[Extracted records]
####################

Issue #1018, opened 2026-08-04
[BUG] multidb: subscription row can exist without the physical record in the store, and nothing repairs or reports it


fporcari:
## Problem Description

In the `multidb` package the physical copy of a subscribed record into a store only happens in the subscription insert trigger (`trigger_onInserted` → `syncStore`). Two code paths break the implicit invariant *subscription row ⇒ record present in the store*, and once broken nothing ever detects or repairs it:

1. **`subscription.addSubscription`** (`projects/gnrcore/packages/multidb/model/subscription.py`, ~line 53): when `checkDuplicate` finds an existing subscription row it returns silently. The call looks idempotent, but it does not verify (nor restore) the physical record in the store. If the record is missing, repeated calls to `addSubscription`/`multidbSubscribe` never heal it.

2. **`subscription.syncStore`** (same module, ~line 92): `if not self.db.dbstores.get(storename): return` — a subscription created while the target store is not (yet) registered skips the physical copy silently, with no log and no error. The subscription row stays there forever, orphaned.

Expected behavior: either `addSubscription` verifies/re-syncs the physical record (self-healing), or at minimum both paths log the skipped sync so the hole is visible. `TableBase.checkSyncAll` in `multidb/main.py` already contains reconciliation logic: exposing/documenting it as the official remedy for subscription/record misalignment would also help.

## Reproduction Steps

1. Multidb instance with a `multidb=True` table (e.g. an anagrafica-like table).
2. Create a subscription for a record towards store X while store X is not registered in `db.dbstores` (or delete the record in the store afterwards): subscription row exists, physical record absent.
3. Call `tbl.multidbSubscribe(pkey=..., dbstore='X')` again: it returns silently, the record is still missing in the store, nothing is logged.

## Environment

- genropy current master (checkout b4c6fad6f, 2026-07-30), PostgreSQL, multidb instance with rootstore + per-customer stores.

## Additional Material

Real-world case: in a production multidb application, supplier registry records referenced by invoices were missing from secondary stores although their subscription rows existed in the root. Every `addSubscription` call skipped them as duplicates, so the hole survived indefinitely and had to be fixed with an ad-hoc upgrade script that re-checked physical presence per store and re-synced via `subscription.syncStore(event='I', ...)`.

fporcari:
**Status after #1050, and three corrections to the description above.**

[...]

PR #1050, opened 2026-08-07
fix(multidb): log the three silent paths that leave a subscription without its record

fporcari:
## Problem

Real-world case reported in #1018: in a production multidb application, supplier registry records referenced by invoices were missing from secondary stores although their subscription rows existed in the root. Every subsequent `addSubscription` call skipped them as duplicates, so the hole survived indefinitely and had to be fixed with an ad-hoc upgrade script that re-checked physical presence per store and re-synced via `subscription.syncStore(event='I', ...)`. Nothing in the code path logged the skip, so the hole was invisible until someone went looking for it.

## What actually happens

Three silent skips in `projects/gnrcore/packages/multidb/model/subscription.py`, none of them logged before this change:

1. **`addSubscription` (line 53)** — `if not self.checkDuplicate(**dict(record)): self.insert(record); self.db.table(table).syncChildren(pkey)`. This is a positive guard, not an early `return` as the issue text describes: when a subscription already exists, both `insert()` (the row) and `syncChildren()` are skipped by simply not entering the `if` body. On an existing subscription the physical record and its children are never (re)synced, silently.
2. **`syncStore` (lines 92-93)** — `if not self.db.dbstores.get(storename): return`, no log, applies uniformly to `I`/`U`/`D` events. Reachable more easily than the issue implies: `db.dbstores` (`gnrpy/gnr/app/gnrapp.py:186-201`) is a cached dict built by intersecting storetable rows with *physically existing* databases (`get_dbdict`, `gnrpy/gnr/app/gnrapp.py:202-208`), so the store is absent whenever the DB is not created yet, another process created it and this process's cache is stale, or during store activation.
3. **`syncStore` (lines 97-101)** — a third silent return the issue does not mention: the master record is not found in root, so the sync is skipped with no trace.

## Change

Added a logger (`from gnr.app import pkglog as logger`, the idiom already used elsewhere in this package — see `projects/gnrcore/packages/multidb/lib/utility.py:6,13`) and three log points, nothing else:

- `syncStore`, store not registered → `logger.warning` (storename, table, pkey, event). A genuine anomaly — the store should exist, this is rare.
- `addSubscription`, existing subscription (duplicate branch) → `logger.debug`, **not** `warning`. `checkForeignKeys` (`main.py:232-247`) is invoked from `trigger_onInserting_multidb` (`main.py:262`) and `_onUpdating_slave` (`main.py:293`) — i.e. on **every record inserted or updated into a secondary store during sync**, once per non-null FK. In steady state essentially all of those hit an existing subscription; the duplicate branch is the normal path, not the exception. At warning level it would flood production logs.
- `syncStore`, master record missing in root → `logger.debug`.

No behaviour change: same control flow, same return points, only logging added.

## Verification

- `flake8` on the touched file: zero errors.
- `PYTHONPATH=<worktree>/gnrpy pytest gnrpy/tests/ -q` as a no-regression gate. Honest report: counts vary noticeably between runs (e.g. 1 failed/1260 passed/620 errors vs 25 failed/1790 passed/66 errors vs 46 failed/1438 passed/398 errors), all variance concentrated in `gnrpy/tests/sql/*`. Root cause confirmed directly: the suite starts an ephemeral Postgres instance per session (`testing.postgresql`) and back-to-back full-suite runs in this environment race with it (`pg8000.exceptions.DatabaseError: ... 'the database system is shutting down'`) — a pre-existing infra flakiness. Confirmed unrelated to this change: `projects/gnrcore/packages/*` is outside pytest's scope (`gnrpy/pyproject.toml` restricts `testpaths` to `gnrpy/tests`), and no test under `gnrpy/tests` imports `multidb/model/subscription.py`; reverting the patch (via diff/apply, not stash) and rerunning reproduces the same class of sql/* flakiness. The only failure outside `sql/*`, in every run, is the documented pre-existing `gnrbag_test.py::test_fillFromUrl` (network 404), confirmed in isolation.
- **No automated test accompanies this change.** `projects/gnrcore/packages/` has no pytest coverage at all, and there is no multidb fixture or registered test store (`gnrpy/tests/sql/test_gnrsql.py:111` asserts `db.dbstores == {}`). A real test would need two physically created Postgres databases under the instance's multidb prefix, since `dbstores` is computed by listing real databases — that's a test-infrastructure project on its own, and a mock-everything substitute is explicitly against this repo's testing policy.
- Manual check (not run in this session): deregister a store on a real multidb instance, trigger a sync towards it, confirm the new warning line appears in the log.

## Not in this PR

The healing itself is a separate effort; recording the findings here so the hole stays visible:

- **The issue's proposed remedy (`checkSyncAll`) does not apply.** `checkSyncAll` (`main.py:484-496`) is dispatched only for `multidb=='*'` tables (`main.py:135`) — full-replication tables with no subscription rows at all — and reconciles by `empty()` + `insertMany` (`main.py:446-448,473-481`). It never reads `multidb.subscription` and is not even reached for `multidb=True` tables.
- **The relevant reconciler is `checkSyncPartial`** (`main.py:361-417`), dispatched for `multidb is True` (`main.py:137`) — **and it has the same gap**: line 369 builds `store_subs = {pkey: subscription_id}`, line 371 fetches only records *present in the store* and the loop iterates that set, line 381 pops matched pkeys. The loop ends at lines 415-416 and `store_subs` is never read again — leftover entries are exactly "subscription row whose record is missing from the store", silently discarded. No code path in the repo repairs or reports this today.
- **An adjacent defect in the same function**: `main.py:397-399` deletes the store record and its subscription with no `continue`, so execution falls through to `getRecordDiff` (line 400) and can `raw_update` (line 414) a record that was just deleted. Worth its own issue.
- **Reachability**: `checkFullSyncTables` → `checkFullSyncTables_do` (`main.py:106-145`) has exactly one caller repo-wide — `projects/gnrcore/packages/multidb/webpages/multidb_dashboard.py:133`, an admin "Check" button. No CLI, no batch job, no scheduled task. Any healing remedy is only useful if it is also exposed somewhere reachable.
- **The closest thing to a cure that ships today**: `mdb_reTouchAllSync` (`projects/gnrcore/packages/multidb/resources/multidb_components.py:102-107`, wired at line 46) loops all master records calling `syncStore(event='U')`, which does insert missing store records. Table-wide and store-wide — a sledgehammer, but it works, and is the closest existing workaround for the production story above.
- **Dead code**: `checkSubscribedRecord` (`subscription.py:17-25`) has the literal early `return` the issue originally described, and has zero callers repo-wide.
- **Follow-up housekeeping**: `main.py` uses bare `print()` at lines 116, 219, 223, 273, 406 instead of the package logger; left untouched here to keep this PR to the three points in scope, but worth a follow-up cleanup.

Refs #1018


genro (approved):
Approving. Nine lines, all `logger`, no branch added and no branch removed — the `else` that appears is an else on an existing `if`, carrying only a `debug` call.

The value is in which three paths were chosen. All three are places where multidb decides to *skip* — subscription already present, store not registered, master record missing — and skipping silently is exactly how a subscription row ends up without its physical record and nobody knows when it happened. Logging the skip with table, pkey, store and event is what makes the state reconstructable afterwards.

`logger.warning` for the unregistered store and `debug` for the other two is the right split: the first is a configuration problem, the other two are legitimate no-ops that only matter when you are chasing one.

cgabriel (approved):
Logging is always good.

####################

Work instructions:
Your task is to find each line in the entries that contains the string "checkSyncAll" and copy it.

Output for this task:
Expected behavior: either `addSubscription` verifies/re-syncs the physical record (self-healing), or at minimum both paths log the skipped sync so the hole is visible. `TableBase.checkSyncAll` in `multidb/main.py` already contains reconciliation logic: exposing/documenting it as the official remedy for subscription/record misalignment would also help.
- **The issue's proposed remedy (`checkSyncAll`) does not apply.** `checkSyncAll` (`main.py:484-496`) is dispatched only for `multidb=='*'` tables (`main.py:135`) — full-replication tables with no subscription rows at all — and reconciles by `empty()` + `insertMany` (`main.py:446-448,473-481`). It never reads `multidb.subscription` and is not even reached for `multidb=True` tables.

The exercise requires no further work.